Lines holding the string "width" are the ones to copy; find them all in the data.

START Data for processing

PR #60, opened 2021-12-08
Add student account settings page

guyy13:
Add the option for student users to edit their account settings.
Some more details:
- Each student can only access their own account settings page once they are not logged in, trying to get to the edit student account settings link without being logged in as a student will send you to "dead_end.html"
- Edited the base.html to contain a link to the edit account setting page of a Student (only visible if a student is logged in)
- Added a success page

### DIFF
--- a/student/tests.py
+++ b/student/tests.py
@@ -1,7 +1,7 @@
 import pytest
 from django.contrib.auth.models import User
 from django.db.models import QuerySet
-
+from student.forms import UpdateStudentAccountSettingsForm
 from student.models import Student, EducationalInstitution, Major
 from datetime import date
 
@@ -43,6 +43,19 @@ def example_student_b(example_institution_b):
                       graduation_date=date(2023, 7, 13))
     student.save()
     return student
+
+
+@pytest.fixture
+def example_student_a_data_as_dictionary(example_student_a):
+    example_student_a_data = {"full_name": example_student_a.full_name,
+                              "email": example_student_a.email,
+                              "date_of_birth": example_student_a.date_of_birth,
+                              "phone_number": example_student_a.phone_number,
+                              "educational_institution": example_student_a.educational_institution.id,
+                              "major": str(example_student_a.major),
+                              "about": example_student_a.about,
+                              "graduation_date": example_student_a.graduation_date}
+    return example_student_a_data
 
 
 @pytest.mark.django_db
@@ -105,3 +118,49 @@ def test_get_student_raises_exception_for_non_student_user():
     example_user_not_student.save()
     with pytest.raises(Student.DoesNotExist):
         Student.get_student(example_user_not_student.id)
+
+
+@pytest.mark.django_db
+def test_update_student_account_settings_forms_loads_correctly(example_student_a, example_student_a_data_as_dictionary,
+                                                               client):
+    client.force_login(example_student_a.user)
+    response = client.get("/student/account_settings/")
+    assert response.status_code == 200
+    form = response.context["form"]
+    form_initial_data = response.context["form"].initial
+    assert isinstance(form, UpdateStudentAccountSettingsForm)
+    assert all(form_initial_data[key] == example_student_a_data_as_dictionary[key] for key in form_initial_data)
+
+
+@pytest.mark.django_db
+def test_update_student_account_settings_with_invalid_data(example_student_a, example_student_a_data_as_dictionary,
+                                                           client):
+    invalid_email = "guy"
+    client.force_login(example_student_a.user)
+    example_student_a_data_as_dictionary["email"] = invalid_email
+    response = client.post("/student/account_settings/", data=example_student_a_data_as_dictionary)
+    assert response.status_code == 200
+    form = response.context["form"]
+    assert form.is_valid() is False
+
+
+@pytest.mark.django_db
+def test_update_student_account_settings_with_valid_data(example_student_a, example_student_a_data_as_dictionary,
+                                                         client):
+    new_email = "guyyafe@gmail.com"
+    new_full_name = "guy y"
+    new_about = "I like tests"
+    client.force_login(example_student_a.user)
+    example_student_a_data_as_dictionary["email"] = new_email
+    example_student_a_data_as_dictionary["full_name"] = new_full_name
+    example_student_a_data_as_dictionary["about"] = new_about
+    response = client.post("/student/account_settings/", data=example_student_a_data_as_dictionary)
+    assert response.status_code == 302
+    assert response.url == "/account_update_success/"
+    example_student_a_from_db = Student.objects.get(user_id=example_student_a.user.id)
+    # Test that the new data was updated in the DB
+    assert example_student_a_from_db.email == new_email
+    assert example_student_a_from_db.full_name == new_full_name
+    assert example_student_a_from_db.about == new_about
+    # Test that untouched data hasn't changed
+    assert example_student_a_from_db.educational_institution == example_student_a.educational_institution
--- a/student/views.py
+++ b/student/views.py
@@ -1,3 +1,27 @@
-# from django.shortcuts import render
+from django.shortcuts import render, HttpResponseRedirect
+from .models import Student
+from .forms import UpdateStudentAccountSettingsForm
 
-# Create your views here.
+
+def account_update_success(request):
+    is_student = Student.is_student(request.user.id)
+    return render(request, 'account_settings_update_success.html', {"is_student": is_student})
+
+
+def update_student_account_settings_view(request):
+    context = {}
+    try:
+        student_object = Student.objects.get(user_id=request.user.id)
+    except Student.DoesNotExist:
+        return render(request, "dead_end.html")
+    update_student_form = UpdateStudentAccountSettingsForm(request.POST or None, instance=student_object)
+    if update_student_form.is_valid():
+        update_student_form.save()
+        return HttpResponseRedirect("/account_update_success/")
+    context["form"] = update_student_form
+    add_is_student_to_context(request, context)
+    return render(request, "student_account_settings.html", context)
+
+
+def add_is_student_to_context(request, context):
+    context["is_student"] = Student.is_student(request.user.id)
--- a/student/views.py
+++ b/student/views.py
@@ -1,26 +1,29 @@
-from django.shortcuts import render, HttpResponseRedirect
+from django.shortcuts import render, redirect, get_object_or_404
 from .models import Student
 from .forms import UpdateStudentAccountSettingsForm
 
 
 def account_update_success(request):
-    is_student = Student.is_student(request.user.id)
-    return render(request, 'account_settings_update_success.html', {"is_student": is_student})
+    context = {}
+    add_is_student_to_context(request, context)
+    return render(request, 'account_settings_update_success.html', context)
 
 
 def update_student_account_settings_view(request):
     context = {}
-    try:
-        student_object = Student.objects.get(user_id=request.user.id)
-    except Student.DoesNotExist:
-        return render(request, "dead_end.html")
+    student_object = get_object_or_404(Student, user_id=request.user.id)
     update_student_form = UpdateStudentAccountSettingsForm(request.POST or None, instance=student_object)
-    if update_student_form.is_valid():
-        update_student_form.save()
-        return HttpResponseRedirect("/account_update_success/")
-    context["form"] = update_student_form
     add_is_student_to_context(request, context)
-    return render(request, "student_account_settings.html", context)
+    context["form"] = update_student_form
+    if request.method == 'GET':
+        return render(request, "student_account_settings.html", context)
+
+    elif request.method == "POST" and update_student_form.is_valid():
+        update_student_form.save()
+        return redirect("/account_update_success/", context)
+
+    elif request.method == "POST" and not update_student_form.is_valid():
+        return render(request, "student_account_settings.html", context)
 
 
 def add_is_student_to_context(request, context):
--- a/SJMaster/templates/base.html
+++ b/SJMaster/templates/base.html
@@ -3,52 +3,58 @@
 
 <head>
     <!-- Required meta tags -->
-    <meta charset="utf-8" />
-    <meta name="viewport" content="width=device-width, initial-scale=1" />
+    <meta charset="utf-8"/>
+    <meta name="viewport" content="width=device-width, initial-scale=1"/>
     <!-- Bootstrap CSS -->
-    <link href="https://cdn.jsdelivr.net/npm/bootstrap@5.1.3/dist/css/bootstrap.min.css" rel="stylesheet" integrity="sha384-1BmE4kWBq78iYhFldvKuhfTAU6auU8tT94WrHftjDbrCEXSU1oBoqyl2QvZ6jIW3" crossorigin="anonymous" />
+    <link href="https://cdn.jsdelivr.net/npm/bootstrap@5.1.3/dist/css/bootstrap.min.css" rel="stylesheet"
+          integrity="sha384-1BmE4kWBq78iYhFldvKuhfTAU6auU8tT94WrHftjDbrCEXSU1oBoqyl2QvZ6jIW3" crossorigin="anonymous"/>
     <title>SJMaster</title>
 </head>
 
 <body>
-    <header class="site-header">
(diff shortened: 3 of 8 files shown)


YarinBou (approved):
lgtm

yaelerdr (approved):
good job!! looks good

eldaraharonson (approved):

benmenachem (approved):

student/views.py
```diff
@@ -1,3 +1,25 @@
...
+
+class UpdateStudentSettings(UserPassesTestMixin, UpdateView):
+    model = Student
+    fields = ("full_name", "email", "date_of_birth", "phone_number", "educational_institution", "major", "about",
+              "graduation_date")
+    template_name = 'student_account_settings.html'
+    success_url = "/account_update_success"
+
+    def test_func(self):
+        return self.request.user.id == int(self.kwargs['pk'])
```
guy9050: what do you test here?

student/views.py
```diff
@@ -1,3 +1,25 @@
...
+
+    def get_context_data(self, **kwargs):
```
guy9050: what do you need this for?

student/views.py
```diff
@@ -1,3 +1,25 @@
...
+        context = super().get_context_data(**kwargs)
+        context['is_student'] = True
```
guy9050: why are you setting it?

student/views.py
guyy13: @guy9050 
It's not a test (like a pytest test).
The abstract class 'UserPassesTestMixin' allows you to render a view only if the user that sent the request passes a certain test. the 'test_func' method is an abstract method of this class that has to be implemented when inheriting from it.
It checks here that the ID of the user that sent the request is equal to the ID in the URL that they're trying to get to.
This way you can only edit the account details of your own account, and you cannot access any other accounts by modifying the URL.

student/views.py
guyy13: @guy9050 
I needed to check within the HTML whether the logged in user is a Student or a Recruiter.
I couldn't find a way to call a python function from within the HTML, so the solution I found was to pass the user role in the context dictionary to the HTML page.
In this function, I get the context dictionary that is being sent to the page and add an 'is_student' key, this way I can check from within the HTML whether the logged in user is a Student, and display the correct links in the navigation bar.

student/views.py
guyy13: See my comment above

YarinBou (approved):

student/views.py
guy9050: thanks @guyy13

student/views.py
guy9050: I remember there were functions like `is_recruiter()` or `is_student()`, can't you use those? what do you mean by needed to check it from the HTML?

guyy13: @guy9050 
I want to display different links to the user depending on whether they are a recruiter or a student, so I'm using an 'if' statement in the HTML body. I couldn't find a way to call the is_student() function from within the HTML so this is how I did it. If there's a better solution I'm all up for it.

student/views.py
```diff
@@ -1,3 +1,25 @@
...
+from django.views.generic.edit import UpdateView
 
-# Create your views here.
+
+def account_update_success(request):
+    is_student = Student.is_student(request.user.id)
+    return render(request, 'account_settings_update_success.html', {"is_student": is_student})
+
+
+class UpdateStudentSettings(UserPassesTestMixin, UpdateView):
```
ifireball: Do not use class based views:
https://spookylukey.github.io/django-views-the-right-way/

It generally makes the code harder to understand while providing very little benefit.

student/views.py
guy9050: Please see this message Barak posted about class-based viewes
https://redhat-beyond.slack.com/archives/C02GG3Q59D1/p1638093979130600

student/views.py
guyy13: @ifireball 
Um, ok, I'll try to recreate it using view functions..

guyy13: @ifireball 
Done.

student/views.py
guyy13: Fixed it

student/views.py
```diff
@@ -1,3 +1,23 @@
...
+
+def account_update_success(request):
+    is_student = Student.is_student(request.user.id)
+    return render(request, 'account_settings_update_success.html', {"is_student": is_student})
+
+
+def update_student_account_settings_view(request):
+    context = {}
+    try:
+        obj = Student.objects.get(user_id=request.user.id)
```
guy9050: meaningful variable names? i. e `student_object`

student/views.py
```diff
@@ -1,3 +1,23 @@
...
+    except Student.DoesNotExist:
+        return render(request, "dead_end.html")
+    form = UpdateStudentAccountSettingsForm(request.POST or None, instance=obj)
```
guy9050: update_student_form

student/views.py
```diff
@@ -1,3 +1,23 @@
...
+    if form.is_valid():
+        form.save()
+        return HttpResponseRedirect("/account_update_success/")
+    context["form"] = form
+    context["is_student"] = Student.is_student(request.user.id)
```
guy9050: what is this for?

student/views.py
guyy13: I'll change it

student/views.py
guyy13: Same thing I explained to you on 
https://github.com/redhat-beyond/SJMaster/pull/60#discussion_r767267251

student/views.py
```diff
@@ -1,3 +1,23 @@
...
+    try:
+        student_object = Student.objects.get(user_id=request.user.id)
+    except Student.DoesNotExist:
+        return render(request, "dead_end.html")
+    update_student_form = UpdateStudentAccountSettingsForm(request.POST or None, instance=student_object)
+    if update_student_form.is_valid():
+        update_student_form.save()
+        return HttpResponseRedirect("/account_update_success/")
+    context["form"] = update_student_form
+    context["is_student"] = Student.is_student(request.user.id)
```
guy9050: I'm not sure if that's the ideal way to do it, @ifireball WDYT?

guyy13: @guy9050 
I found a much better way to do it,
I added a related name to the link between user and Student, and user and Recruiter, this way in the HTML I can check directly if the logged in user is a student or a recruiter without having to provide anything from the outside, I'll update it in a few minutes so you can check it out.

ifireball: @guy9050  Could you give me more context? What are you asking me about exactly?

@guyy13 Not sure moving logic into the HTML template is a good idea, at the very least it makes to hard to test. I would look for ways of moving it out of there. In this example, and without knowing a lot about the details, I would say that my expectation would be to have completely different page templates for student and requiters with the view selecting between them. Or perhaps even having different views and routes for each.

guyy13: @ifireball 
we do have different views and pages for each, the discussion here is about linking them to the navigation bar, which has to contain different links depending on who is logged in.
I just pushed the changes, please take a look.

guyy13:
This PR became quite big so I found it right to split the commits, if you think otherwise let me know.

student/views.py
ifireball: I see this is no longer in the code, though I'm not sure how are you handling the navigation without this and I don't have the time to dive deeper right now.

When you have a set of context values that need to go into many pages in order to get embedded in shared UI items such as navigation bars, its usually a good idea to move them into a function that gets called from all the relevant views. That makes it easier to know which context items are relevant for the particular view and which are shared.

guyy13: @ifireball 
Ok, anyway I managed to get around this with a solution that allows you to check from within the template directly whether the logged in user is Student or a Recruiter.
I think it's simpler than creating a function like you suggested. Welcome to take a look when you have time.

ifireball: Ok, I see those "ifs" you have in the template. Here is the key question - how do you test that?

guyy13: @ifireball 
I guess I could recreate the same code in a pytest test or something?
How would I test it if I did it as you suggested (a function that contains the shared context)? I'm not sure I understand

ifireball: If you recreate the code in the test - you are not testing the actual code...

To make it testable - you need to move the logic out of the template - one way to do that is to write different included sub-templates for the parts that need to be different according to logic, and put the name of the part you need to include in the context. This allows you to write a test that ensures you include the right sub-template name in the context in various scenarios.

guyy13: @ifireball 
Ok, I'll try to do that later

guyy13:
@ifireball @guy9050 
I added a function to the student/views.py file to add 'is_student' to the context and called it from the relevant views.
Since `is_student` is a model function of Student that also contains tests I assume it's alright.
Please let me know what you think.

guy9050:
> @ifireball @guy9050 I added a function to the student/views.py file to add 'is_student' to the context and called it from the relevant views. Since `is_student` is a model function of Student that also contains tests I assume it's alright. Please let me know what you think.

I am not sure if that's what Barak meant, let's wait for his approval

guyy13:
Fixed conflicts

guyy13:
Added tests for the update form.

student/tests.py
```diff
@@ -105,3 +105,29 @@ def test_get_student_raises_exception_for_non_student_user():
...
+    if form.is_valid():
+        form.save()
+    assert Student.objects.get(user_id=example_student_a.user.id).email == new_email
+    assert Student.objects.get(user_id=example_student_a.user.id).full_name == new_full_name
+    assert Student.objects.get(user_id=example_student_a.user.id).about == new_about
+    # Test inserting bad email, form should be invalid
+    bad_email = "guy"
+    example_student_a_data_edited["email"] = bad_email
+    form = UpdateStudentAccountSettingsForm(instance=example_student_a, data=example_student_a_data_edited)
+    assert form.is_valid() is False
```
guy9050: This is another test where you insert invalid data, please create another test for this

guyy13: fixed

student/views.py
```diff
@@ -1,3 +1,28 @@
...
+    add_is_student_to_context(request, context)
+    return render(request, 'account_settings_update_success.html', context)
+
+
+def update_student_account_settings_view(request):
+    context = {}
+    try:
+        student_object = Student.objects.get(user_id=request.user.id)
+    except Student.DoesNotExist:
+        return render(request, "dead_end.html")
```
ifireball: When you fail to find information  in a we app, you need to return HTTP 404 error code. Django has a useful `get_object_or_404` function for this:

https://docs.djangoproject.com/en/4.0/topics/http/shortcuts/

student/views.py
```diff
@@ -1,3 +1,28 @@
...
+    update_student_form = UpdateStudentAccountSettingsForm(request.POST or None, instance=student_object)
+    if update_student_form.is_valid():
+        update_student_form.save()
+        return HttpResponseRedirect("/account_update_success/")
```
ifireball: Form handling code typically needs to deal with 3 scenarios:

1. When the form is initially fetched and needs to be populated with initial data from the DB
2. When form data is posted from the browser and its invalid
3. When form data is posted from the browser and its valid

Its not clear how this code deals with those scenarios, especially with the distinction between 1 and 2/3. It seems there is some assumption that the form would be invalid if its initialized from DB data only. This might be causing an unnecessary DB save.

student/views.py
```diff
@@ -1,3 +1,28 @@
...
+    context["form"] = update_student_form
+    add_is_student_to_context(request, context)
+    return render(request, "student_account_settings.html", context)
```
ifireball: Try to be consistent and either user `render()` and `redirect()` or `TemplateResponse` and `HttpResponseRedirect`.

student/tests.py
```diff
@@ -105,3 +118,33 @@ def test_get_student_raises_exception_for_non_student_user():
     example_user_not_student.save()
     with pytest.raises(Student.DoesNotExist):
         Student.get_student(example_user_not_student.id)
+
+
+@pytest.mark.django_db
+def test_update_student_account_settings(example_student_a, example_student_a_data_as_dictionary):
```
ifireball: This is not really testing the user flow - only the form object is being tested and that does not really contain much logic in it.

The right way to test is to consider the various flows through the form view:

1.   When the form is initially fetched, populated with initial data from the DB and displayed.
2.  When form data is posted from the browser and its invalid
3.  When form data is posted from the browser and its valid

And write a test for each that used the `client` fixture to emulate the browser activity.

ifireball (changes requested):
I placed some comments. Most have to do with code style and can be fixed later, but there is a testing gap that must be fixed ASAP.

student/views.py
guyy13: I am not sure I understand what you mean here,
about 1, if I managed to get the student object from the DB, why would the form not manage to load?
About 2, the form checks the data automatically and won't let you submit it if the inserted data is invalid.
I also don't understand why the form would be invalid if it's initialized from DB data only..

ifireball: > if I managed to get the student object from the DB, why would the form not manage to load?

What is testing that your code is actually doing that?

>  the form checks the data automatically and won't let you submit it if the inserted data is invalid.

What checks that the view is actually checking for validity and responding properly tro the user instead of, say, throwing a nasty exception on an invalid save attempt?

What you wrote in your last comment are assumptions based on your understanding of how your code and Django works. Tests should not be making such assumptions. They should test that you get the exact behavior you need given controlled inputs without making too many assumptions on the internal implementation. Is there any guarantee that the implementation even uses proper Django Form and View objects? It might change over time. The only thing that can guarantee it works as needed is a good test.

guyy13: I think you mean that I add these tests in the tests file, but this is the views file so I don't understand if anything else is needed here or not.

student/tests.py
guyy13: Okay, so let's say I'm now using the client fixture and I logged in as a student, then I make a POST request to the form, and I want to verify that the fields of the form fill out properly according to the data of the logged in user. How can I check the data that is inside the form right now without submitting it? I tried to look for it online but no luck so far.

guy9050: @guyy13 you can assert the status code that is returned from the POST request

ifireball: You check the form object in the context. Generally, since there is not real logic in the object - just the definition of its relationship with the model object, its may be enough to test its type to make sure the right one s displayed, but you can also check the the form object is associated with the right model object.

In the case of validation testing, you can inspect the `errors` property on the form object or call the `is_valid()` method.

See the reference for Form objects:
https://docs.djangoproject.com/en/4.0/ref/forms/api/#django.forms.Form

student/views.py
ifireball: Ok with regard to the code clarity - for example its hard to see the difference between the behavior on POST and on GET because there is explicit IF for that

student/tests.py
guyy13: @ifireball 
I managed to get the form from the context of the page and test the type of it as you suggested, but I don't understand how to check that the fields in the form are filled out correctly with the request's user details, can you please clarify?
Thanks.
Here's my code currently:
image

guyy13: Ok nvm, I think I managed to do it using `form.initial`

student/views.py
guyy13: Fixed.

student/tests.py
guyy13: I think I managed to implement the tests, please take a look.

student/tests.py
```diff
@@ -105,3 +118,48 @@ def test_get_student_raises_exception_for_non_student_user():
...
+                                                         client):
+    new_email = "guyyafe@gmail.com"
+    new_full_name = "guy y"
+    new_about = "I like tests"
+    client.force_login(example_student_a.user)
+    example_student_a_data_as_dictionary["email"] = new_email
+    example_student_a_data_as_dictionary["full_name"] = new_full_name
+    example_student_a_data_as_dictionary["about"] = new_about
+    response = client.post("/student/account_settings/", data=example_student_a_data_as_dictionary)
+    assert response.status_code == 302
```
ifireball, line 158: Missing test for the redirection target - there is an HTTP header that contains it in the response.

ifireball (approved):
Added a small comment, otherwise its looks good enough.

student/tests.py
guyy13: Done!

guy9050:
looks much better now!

END Data for processing

[Written answer]:
-    <meta name="viewport" content="width=device-width, initial-scale=1" />
+    <meta name="viewport" content="width=device-width, initial-scale=1"/>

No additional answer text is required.